## Calculus: Early Transcendentals 8th Edition

a) The line integral along a smooth curve $C$ of a scalar function $f(x,y,z)$with respect to arc length can be shown as: $\int_Cf(x,y,z)ds$. where, $ds=\sqrt {(dx)^2+(dy)^2+(dz)^2}$ Thus, $\int_Cf(x,y,z)\sqrt {(dx)^2+(dy)^2+(dz)^2}$ Here, $ds$ represents an infinitesimally small part arc length. b) A line integral for a space curve $C$ is defined as for an interval $[m,n]$ We have $\int_Cf(x,y,z)ds=\int_m^n\sqrt {(\frac{dx}{dt})^2+(\frac{dy}{dt})^2+(\frac{dz}{dt})^2}dt$ c) A thin wire can be considered as a one dimensional straight wire whose mass is given as: $m= \int_C \rho (x,y) ds$ Center of mass $(\bar {x},\bar {y})$ is defined as: $\bar {x}=\frac{1}{m}\int_C x \rho (x,y) ds$ ; $\bar {y}=\frac{1}{m}\int_C y \rho (x,y) ds$ d) The line integral of a scalar function with respect to $x$ is defined as: $\int_Cf(x,y,z)dx$ The line integral of a scalar function with respect to $y$ is defined as:$\int_Cf(x,y,z)dy$ The line integral of a scalar function with respect to $z$ is defined as: $\int_Cf(x,y,z)dz$ e) From part (a), we have that the line integral along a smooth curve $C$ of a scalar function $f(x,y,z)$with respect to arc length can be shown as: $\int_Cf(x,y,z)ds$. where, $ds=\sqrt {(dx)^2+(dy)^2+(dz)^2}$ Thus, $\int_Cf(x,y,z)\sqrt {(dx)^2+(dy)^2+(dz)^2}$ Here, $ds$ represents an infinitesimally small part arc length.
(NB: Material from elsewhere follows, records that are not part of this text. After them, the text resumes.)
PR #1440, opened 2022-01-11
Fixes #1433 maximal number of outputs

### LINKED ISSUE #1433: Maximal number of output points
The number of output points (in the OutputSchema) is restricted to 5000. This value is a great limitation when simulating months (or even years). I think this value should be increased (or even exposed as an input parameter).

msevestre:


src/OSPSuite.Core/Serialization/SimModel/DTO/OutputSchemaExport.cs
```diff
@@ -29,9 +29,7 @@ public int NumberOfTimePoints
             if (StartTime == EndTime)
                return Constants.MIN_NUMBER_OF_POINTS_PER_INTERVAL; //just a single point
 
-            return Math.Min(
-               Math.Max(Constants.MIN_NUMBER_OF_POINTS_PER_INTERVAL, (int) Math.Round(Resolution * (EndTime - StartTime)) + 1),
-               Constants.MAX_NUMBER_OF_POINTS_PER_INTERVAL);
+            return Math.Max(Constants.MIN_NUMBER_OF_POINTS_PER_INTERVAL, (int) Math.Round(Resolution * (EndTime - StartTime)) + 1);
```
msevestre, line 32: @Yuri05 Any idea why we have + 1 ?
If I have 2 hours (start time 0, end time 2) , and resolution 1000 pts/h , I am expecting 2000 and not 2001 point. WHY??

Yuri05: Actually I expect 2001 points indeed, the last one at t=2h :)
Easier to see with few points: e.g. if I have 2 points/h and simulate 2 hours, I expect 5 points, at t=0, 30min, 1h, 1h30 and 2h.

Yuri05 (approved):

msevestre:
All good then;-)

PR #701, opened 2024-09-16
Move from script hashes to CSP nonces

samuelhwilliams:
https://dluhcdigital.atlassian.net/browse/FPASF-433

### Change description
Previously, we allowed custom JS to execute in the browser by whitelisting the hashes of the script contents. This had a few issues

* We reference some JS by domain names, so needed to have the hash for each of our environments whitelisted.
* We didn't comment these well, so it's unclear which hashes are whitelisting which scripts.

We now stop using the hash whitelist and move over to CSP nonces. These are random values that we associate with each custom inline script to tell the browser they're trusted and can be executed.

The CSP nonce present on each script tag must match the CSP nonce passed back in the HTTP response header, otherwise the browser will refuse to run the script.

## How to test

- Run the tests. Maybe even the nice new end-to-end tests ;)
- Check browser console log - shouldn't see any errors about scripts/styles not being executed/loaded.

### DIFF
--- a/app.py
+++ b/app.py
@@ -6,7 +6,7 @@ from celery import Celery
 from celery.signals import setup_logging
 from flask import Flask, current_app, flash, redirect, render_template, request
 from flask_assets import Environment
-from flask_talisman import Talisman
+from flask_talisman import DEFAULT_CSP_POLICY, Talisman
 from flask_wtf.csrf import CSRFError, CSRFProtect
 from fsd_utils import init_sentry
 from fsd_utils.healthchecks.checkers import FlaskRunningChecker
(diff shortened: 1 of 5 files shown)


app.py
```diff
@@ -123,19 +123,15 @@ def pop_host_from_current_request(endpoint, values):
...
-    # TODO: Work out which scripts these SHAs relate to and comment this better
-    csp = {
-        "default-src": "'self'",
-        "script-src": [
-            "'self'",
-            "'sha256-+6WnXIl4mbFTCARd8N3COQmT3bJJmo32N8q8ZSQAIcU='",
-            "'sha256-l1eTVSK8DTnK8+yloud7wZUqFrI0atVo6VlC6PJvYaQ='",
-            "'sha256-GUQ5ad8JK5KmEWmROf3LZd9ge94daqNvd8xy9YS1iDw='",
-            "'sha256-ndKdvEBfUn27+cpVrq2H697Dg88x3tsepe3veTUtsaA='",
-            "'sha256-oR+vHsLl1DMudaF9Ay6TIDK2lXwFka0z5sbdN5RZQxE='",
```
albertkol, line 135: Any idea where these scripts are? Are they in templates we import? Did we just forget to delete them?

Only script I see we are directly importing is `govuk-frontend/govuk-frontend-5.4.0.min.js` which should be covered by `self`.

albertkol (approved):
I interviewed ChatGPT quite a bit to learn about this matter. So after a few minutes I can say I have black belt in web security. :ninja: 

Tested it a bit:
- I checked the HTTP headers for the nonce
- I saw the nonce echoed on the script HTML elements
- I checked the code for all the js script tags we have to ensure nonce is echo'ed everywhere
- I asked Chat on it's opinion about not having `nonce` on `script` elements with `src`; Apparently it's fine because we only allow scripts from our domain, with `script-src: self`.

app.py
samuelhwilliams: The most common example we have is those being the sha256's for these blocks:

```
  <script type="module">
      import { initAll } from '{{ govukFrontendJsURI }}'
      initAll()
  </script>
```

Which are now being nonced

PR #702, opened 2024-09-16
Changes to download-report job

sc15zs:
Description:
Changes command to run the download-report job in order to be able to run the job manually on test / dev. 
Uses user_id for bulk-lookup of user details from account-store, rather than azure_id.

How to test:
1. aws-vault exec <dev / test profile_name>
2. copilot job run --name download-report
3. Check email sent on Notify (_Submit monitoring and evaluation data_ service), download file.


samuelhwilliams:
I'm not immediately sure how this helps you run the script on test - what problem are you having?

sc15zs:
@samuelhwilliams 
Gideon told that if I change it to run as a module, I would not have issues with env variables:
copilot/download-report/1   File "/workspace/./find/scripts/extract_download_logs.py", line 24, in <module>
copilot/download-report/1     from config import Config
copilot/download-report/1 ModuleNotFoundError: No module named 'config'

Sam, if there is anything else to do and it's not needed, please let me know.

find/scripts/extract_download_logs.py
```diff
@@ -21,8 +21,6 @@
 from notifications_python_client import prepare_upload
 from notifications_python_client.notifications import NotificationsAPIClient
 
-from config import Config
-
```
gidsg, line 25: Can we revert changes to this file? It should work now by changing the run command only.

samuelhwilliams: Zoltan and I were chatting about this.

It doesn't work because if you try to load the `Config` object you need to inject a bunch of other environment variables, which the download-report job doesn't have access to.

It feels redundant to add them all when they're unused. The only thing that is needed is the account-store API host, and this is hardcoded directly in the service manifest.

So it feels easier to just hardcode it here too. I appreciate it's a little bit clunky - but it's that, or update the download-report job manifest to include a bunch of env vars/secrets that it has no use for (incl. the DB secret, which feels less than ideal), or rework the config object further to consider more things optional (which I don't think is good).

This feels the least-worst thing to get back on track easily.

find/scripts/extract_download_logs.py
```diff
@@ -74,23 +72,36 @@ def extract_ids_from_message(message: List[List[dict]]) -> List[str]:
...
-                f"{Config.ACCOUNT_STORE_API_HOST}/accounts",
-                headers={"Content-Type": "application/json"},
-                params={"azure_ad_subject_id": user_id},
-            )
-            response.raise_for_status()
-            response_data = response.json()
-            responses[user_id] = response_data["email_address"]
-        except requests.exceptions.RequestException as e:
-            print(f"An error occurred for user_id {user_id}: {e}")
+    aws_account_store_api_host = "http://fsd-account-store.dev.pre-award.local:8080"
```
gidsg, line 81: Please define this in the download-report manifest: https://github.com/communitiesuk/funding-service-design-post-award-data-store/blob/main/copilot/download-report/manifest.yml as `ACCOUNT_STORE_API_HOST`.

find/scripts/extract_download_logs.py
```diff
@@ -74,23 +72,36 @@ def extract_ids_from_message(message: List[List[dict]]) -> List[str]:
...
+
+    try:
+        url_params = ""
+        for id in user_ids:
+            url_params += f"account_id={id}&"
```
gidsg, line 86: Do we need to define `account_id` each time, or does it accept a comma separated list?

find/scripts/extract_download_logs.py
```diff
@@ -74,23 +72,36 @@ def extract_ids_from_message(message: List[List[dict]]) -> List[str]:
 
 def fetch_user_data(user_ids: List[str]) -> dict:
```
gidsg, line 73: Can we call this `get_email_addresses_for_user_ids` or something more descriptive?

find/scripts/extract_download_logs.py
```diff
@@ -72,33 +70,42 @@ def extract_ids_from_message(message: List[List[dict]]) -> List[str]:
...
+            headers={"Content-Type": "application/json"},
+        )
+        response.raise_for_status()
+        response_data = response.json()
+
+        for user_id in user_ids:
+            if user_id in response_data:
+                responses[user_id] = response_data[user_id]["email_address"]
+            else:
+                responses[user_id] = None
```
gidsg, line 96: Can we represent this more concisely with a list comprehension e.g.
```suggestion
responses = {user_id: response_data.get(user_id, {}).get("email_address") for user_id in user_ids}
```

find/scripts/extract_download_logs.py
```diff
@@ -72,33 +70,42 @@ def extract_ids_from_message(message: List[List[dict]]) -> List[str]:
...
+def get_email_addresses_for_user_ids(user_ids: List[str]) -> dict:
     """
-    Fetch user data from account-store API, using users' azure_ad_subject_id-s
+    Fetch user data from account-store API, using users' account_id-s
     args: user_ids: list of user_ids
     returns: dict of user_id: email_address
     """
+
+    account_store_api_host = os.getenv("ACCOUNT_STORE_API_HOST", "http://localhost:3003")
     responses = {}
```
gidsg, line 81: Can we call this `email_addresses` or something more descriptive?

find/scripts/extract_download_logs.py
sc15zs: Changed it, so it now accepts a comma separated list.

find/scripts/extract_download_logs.py
sc15zs: Changed the function name.

find/scripts/extract_download_logs.py
sc15zs: As discussed with @gidsg , Config is no longer needed, ACCOUNT_STORE_API_HOST has been added to manifest.yml, and gets retrieved directly in the script.

find/scripts/extract_download_logs.py
sc15zs: Changed it as requested.

find/scripts/extract_download_logs.py
sc15zs: Renamed the variable, as requested.

find/scripts/extract_download_logs.py
```diff
@@ -72,33 +70,42 @@ def extract_ids_from_message(message: List[List[dict]]) -> List[str]:
...
-                headers={"Content-Type": "application/json"},
-                params={"azure_ad_subject_id": user_id},
-            )
-            response.raise_for_status()
-            response_data = response.json()
-            responses[user_id] = response_data["email_address"]
-        except requests.exceptions.RequestException as e:
-            print(f"An error occurred for user_id {user_id}: {e}")
+    try:
+        url_params = ",".join(user_ids)
```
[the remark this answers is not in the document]
sc15zs: Renamed the variable.

copilot/download-report/manifest.yml
```diff
@@ -28,6 +28,7 @@ variables:                    # Pass environment variables as key value pairs.
   # Sentry DSN is OK to be public see: https://docs.sentry.io/product/sentry-basics/dsn-explainer/#dsn-utilization
   SENTRY_DSN: https://6a2623e302e641ba88eabe6675a70ddf@o1432034.ingest.sentry.io/4505390859747328
   FLASK_ENV:  ${COPILOT_ENVIRONMENT_NAME}
+  ACCOUNT_STORE_API_HOST: http://fsd-account-store.dev.pre-award.local:8080
```
gidsg, line 31: This is hard-coded to dev, so would break on other envs. I think this should work instead:
```suggestion
  ACCOUNT_STORE_API_HOST: http://fsd-account-store.${COPILOT_ENVIRONMENT_NAME}.pre-award.local:8080
```

sc15zs: Changed as requested.

find/scripts/extract_download_logs.py
```diff
@@ -72,33 +70,38 @@ def extract_ids_from_message(message: List[List[dict]]) -> List[str]:
...
+        response_data = response.json()
+
+        email_addresses = {user_id: response_data.get(user_id, {}).get("email_address") for user_id in user_ids}
+
+    except requests.exceptions.RequestException as e:
+        print(f"An error occurred: {e}")
+        for user_id in user_ids:
+            email_addresses[user_id] = None
+
+    return email_addresses
```
gidsg, line 99: Would we want to hard fail in this scenario rather than returning an empty value? If so maybe we can remove this try catch?

sc15zs: Removed the except block.

gidsg (approved):
LGTM 👍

A line integral for a space curve $C$ is defined as for an interval $[m,n]$ We have $\int_Cf(x,y,z)ds=\int_m^n\sqrt {(\frac{dx}{dt})^2+(\frac{dy}{dt})^2+(\frac{dz}{dt})^2}dt$ $\int_Cf(x,y,z)dx=\int_m^nf(r(t))|x'(t)|dt$; $\int_Cf(x,y,z)dy=\int_m^nf(r(t))|y'(t)|dt$; $\int_Cf(x,y,z)dz=\int_m^nf(r(t))|z'(t)|dt$. Here, $r(t)$ represents $r(t)=x(t)i+y(t)j+z(t)k=\lt x(t),y(t),z(t) \gt$; $m \leq t \leq n$.